Question

How do you simplify the expression $\dfrac{1}{{\cos x}}?$

Answer 1

Whenever they simplify the trigonometric function, the first thing we have to do is remember the trigonometric ratios of all the functions. The given question is a direct question from the trigonometric ratios, if we know the ratios then easily we can get the answer.

Complete step-by-step answer:
Before simplifying the given expression first we should know the trigonometric ratios.
So consider the below triangle $ABC$ as shown,

From the above diagram we have $AC = hypotenuse$ , $BC = Adjacent$ and $AB = Opposite$
So, now we can write the trigonometric ratios of functions as follows:
1: Sine function is given by: $\dfrac{{opposite}}{{hypotenuse}}$ .
2: Cosine function is given by: $\dfrac{{adjacent}}{{hypotenuse}}$.
3: Tangent function is given by: $\dfrac{{opposite}}{{adjacent}}$ .
4: Cosecant function is given by: $\dfrac{{hypotenuse}}{{opposite}}$ which is the inverse of sine function, so we can write it in terms of sine function as $\dfrac{1}{{\sin x}}$ .
5: Secant function is given by: $\dfrac{{hypotenuse}}{{adjacent}}$ which is the inverse of cosine function, so we can write it in terms of cosine function as $\dfrac{1}{{\cos x}}$ .
6: Cotangent function is given by: $\dfrac{{adjacent}}{{opposite}}$ which is the inverse of tangent function, so we can write it in terms of tangent function as $\dfrac{1}{{\tan x}}$.
Now, to simplify the given expression that is $\dfrac{1}{{\cos x}}$ refer to the above discussion.
From the above discussion it is clear that the inverse of cosine function gives us the secant function. So we can write it as:
Therefore, $\dfrac{1}{{\cos x}} = \sec x$.
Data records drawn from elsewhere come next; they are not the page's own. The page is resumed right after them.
PR #653, opened 2022-02-19
Add Nx.axis_index/2

jonatanklosko:
We currently use `Nx.Shape.normalize_axis/3` a lot internally, but a similar functionality could be useful outside. Specifically, when writing custom generic functions that accept `:axis`, in order to validate shapes we may need the axis index to operate on shape tuples.

### DIFF
--- a/nx/lib/nx.ex
+++ b/nx/lib/nx.ex
@@ -2764,6 +2764,27 @@ defmodule Nx do
   end
 
   @doc """
+  Returns the index of the given axis in the tensor.
+
+  ### Examples
+
+      iex> Nx.axis_index(Nx.iota({100, 10, 20}), 0)
+      0
+
+      iex> Nx.axis_index(Nx.iota({100, 10, 20}), -1)
+      2
+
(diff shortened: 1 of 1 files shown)


nx/lib/nx.ex
```diff
@@ -2763,6 +2763,27 @@ defmodule Nx do
...
+
+      iex> Nx.axis_index(Nx.iota({100, 10, 20}), -1)
+      2
+
+      iex> Nx.axis_index(Nx.iota({100, 10, 20}, names: [:batch, :x, :y]), :x)
+      1
+
+  """
+  @doc type: :shape
+  def axis_index(tensor, axis) do
```
jonatanklosko, line 2782: Technically the returned value is also a valid axis, so I'm not sure about the naming. Alternatives: `normalized_axis`, `plain_axis`, wdyt?

josevalim:
I think the current name is great! We just need an example of how this function raises for an invalid index.

jonatanklosko:
@josevalim done!

josevalim (approved):

josevalim:

PR #656, opened 2022-02-21
Try to fix memory problem

howard0su:


torchx/c_src/torchx.cpp
```diff
@@ -129,15 +137,22 @@ create_tensor_resource(ErlNifEnv *env, torch::Tensor tensor)
   ret = enif_make_resource(env, tensorPtr);
   enif_release_resource(tensorPtr);
 
+  printf("Tensor %p is created\n", tensorPtr);
```
polvalente, line 140: I think this should be using std::cout if this is going to be kept in the code

```suggestion
  std::cout << "Tensor "<< tensorPtr << " is created" << std::endl;
```

howard0su: this is just for quick debug. I will remove it after I sort out the problem

polvalente: Don't mind me then haha!

josevalim:
Hi @howard0su! Is this PR is still relevant? :)

josevalim:
Continuing in #758

PR #164, opened 2020-03-16
Better constant extraction during RTLIR generation

ptpan:
This PR allows the use of complex expressions in translatable update blocks, as long as they evaluate to a constant object at translation time. The following Python objects are considered to be "constant":
1. BitsN and BitStruct
2. BitsN() and BitStruct()
3. Python int objects
4. PyMTL functions: sext, zext, concat, reduce_*


ptpan:
@yo96 This should allow you to use class attributes as if they are from an enum. They will be translated to the value they hold.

Note: Whenever we have a single trigonometric function to be simplified, it can be done in single step only when we know the trigonometric ratios, so try to remember all the trigonometric ratios so that we can relate them each other and arrive at the correct answer. If we remember the ratios of sine, cosine and tangent function then you can easily remember the other three functions.